Your objective
Every record, from first to last, should be retyped word for word.

Available data
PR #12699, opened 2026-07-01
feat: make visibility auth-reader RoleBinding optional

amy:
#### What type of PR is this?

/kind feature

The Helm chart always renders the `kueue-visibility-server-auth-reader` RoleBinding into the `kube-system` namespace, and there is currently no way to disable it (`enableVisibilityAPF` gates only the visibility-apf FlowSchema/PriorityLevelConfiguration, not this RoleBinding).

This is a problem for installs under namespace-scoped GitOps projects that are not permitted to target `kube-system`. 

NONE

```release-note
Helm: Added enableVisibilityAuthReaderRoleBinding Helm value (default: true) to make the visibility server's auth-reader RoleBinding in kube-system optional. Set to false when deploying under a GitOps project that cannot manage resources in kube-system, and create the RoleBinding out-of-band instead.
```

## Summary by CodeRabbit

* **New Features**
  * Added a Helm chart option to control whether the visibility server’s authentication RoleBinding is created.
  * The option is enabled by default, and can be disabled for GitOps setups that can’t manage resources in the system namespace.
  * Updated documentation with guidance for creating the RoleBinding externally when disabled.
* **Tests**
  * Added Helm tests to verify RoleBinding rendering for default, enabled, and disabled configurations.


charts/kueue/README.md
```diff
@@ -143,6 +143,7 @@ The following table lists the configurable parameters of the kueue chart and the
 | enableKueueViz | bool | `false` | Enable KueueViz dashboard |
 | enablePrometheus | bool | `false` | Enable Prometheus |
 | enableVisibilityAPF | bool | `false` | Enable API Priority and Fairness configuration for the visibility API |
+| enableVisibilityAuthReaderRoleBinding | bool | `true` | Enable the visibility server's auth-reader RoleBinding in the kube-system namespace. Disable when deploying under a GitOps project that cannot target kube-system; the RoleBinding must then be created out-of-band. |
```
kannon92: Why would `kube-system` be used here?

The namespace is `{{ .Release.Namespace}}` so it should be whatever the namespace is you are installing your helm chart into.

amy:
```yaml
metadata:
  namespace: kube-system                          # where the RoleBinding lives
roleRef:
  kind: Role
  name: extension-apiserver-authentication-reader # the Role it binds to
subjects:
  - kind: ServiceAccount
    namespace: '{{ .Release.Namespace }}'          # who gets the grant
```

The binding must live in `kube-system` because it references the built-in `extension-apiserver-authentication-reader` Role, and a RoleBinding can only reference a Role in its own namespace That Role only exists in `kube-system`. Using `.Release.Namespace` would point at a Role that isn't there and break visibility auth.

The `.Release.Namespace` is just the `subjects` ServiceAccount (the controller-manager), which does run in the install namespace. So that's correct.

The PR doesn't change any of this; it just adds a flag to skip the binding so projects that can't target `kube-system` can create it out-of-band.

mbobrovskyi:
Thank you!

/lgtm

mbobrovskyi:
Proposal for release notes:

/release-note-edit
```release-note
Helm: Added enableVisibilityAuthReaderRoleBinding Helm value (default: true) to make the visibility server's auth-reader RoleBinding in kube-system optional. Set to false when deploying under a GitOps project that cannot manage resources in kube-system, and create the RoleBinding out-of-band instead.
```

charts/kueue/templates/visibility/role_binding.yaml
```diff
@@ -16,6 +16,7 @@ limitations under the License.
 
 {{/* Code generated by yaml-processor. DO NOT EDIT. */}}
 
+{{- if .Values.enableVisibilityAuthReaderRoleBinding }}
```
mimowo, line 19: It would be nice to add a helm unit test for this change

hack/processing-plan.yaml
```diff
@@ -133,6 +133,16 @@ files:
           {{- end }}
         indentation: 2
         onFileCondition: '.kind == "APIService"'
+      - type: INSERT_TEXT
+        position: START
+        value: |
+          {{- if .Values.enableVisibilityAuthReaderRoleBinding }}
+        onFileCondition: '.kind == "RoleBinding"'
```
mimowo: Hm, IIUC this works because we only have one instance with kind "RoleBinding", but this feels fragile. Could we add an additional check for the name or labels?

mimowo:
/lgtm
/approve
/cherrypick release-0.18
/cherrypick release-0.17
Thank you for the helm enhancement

Written solution
PR #12699, opened 2026-07-01
feat: make visibility auth-reader RoleBinding optional

amy:
#### What type of PR is this?

/kind feature

The Helm chart always renders the `kueue-visibility-server-auth-reader` RoleBinding into the `kube-system` namespace, and there is currently no way to disable it (`enableVisibilityAPF` gates only the visibility-apf FlowSchema/PriorityLevelConfiguration, not this RoleBinding).

This is a problem for installs under namespace-scoped GitOps projects that are not permitted to target `kube-system`. 

NONE

```release-note
Helm: Added enableVisibilityAuthReaderRoleBinding Helm value (default: true) to make the visibility server's auth-reader RoleBinding in kube-system optional. Set to false when deploying under a GitOps project that cannot manage resources in kube-system, and create the RoleBinding out-of-band instead.
```

## Summary by CodeRabbit

* **New Features**
  * Added a Helm chart option to control whether the visibility server’s authentication RoleBinding is created.
  * The option is enabled by default, and can be disabled for GitOps setups that can’t manage resources in the system namespace.
  * Updated documentation with guidance for creating the RoleBinding externally when disabled.
* **Tests**
  * Added Helm tests to verify RoleBinding rendering for default, enabled, and disabled configurations.


charts/kueue/README.md
```diff
@@ -143,6 +143,7 @@ The following table lists the configurable parameters of the kueue chart and the
 | enableKueueViz | bool | `false` | Enable KueueViz dashboard |
 | enablePrometheus | bool | `false` | Enable Prometheus |
 | enableVisibilityAPF | bool | `false` | Enable API Priority and Fairness configuration for the visibility API |
+| enableVisibilityAuthReaderRoleBinding | bool | `true` | Enable the visibility server's auth-reader RoleBinding in the kube-system namespace. Disable when deploying under a GitOps project that cannot target kube-system; the RoleBinding must then be created out-of-band. |
```
kannon92: Why would `kube-system` be used here?

The namespace is `{{ .Release.Namespace}}` so it should be whatever the namespace is you are installing your helm chart into.

amy:
```yaml
metadata:
  namespace: kube-system                          # where the RoleBinding lives
roleRef:
  kind: Role
  name: extension-apiserver-authentication-reader # the Role it binds to
subjects:
  - kind: ServiceAccount
    namespace: '{{ .Release.Namespace }}'          # who gets the grant
```

The binding must live in `kube-system` because it references the built-in `extension-apiserver-authentication-reader` Role, and a RoleBinding can only reference a Role in its own namespace That Role only exists in `kube-system`. Using `.Release.Namespace` would point at a Role that isn't there and break visibility auth.

The `.Release.Namespace` is just the `subjects` ServiceAccount (the controller-manager), which does run in the install namespace. So that's correct.

The PR doesn't change any of this; it just adds a flag to skip the binding so projects that can't target `kube-system` can create it out-of-band.

mbobrovskyi:
Thank you!

/lgtm

mbobrovskyi:
Proposal for release notes:

/release-note-edit
```release-note
Helm: Added enableVisibilityAuthReaderRoleBinding Helm value (default: true) to make the visibility server's auth-reader RoleBinding in kube-system optional. Set to false when deploying under a GitOps project that cannot manage resources in kube-system, and create the RoleBinding out-of-band instead.
```

charts/kueue/templates/visibility/role_binding.yaml
```diff
@@ -16,6 +16,7 @@ limitations under the License.
 
 {{/* Code generated by yaml-processor. DO NOT EDIT. */}}
 
+{{- if .Values.enableVisibilityAuthReaderRoleBinding }}
```
mimowo, line 19: It would be nice to add a helm unit test for this change

hack/processing-plan.yaml
```diff
@@ -133,6 +133,16 @@ files:
           {{- end }}
         indentation: 2
         onFileCondition: '.kind == "APIService"'
+      - type: INSERT_TEXT
+        position: START
+        value: |
+          {{- if .Values.enableVisibilityAuthReaderRoleBinding }}
+        onFileCondition: '.kind == "RoleBinding"'
```
mimowo: Hm, IIUC this works because we only have one instance with kind "RoleBinding", but this feels fragile. Could we add an additional check for the name or labels?

mimowo:
/lgtm
/approve
/cherrypick release-0.18
/cherrypick release-0.17
Thank you for the helm enhancement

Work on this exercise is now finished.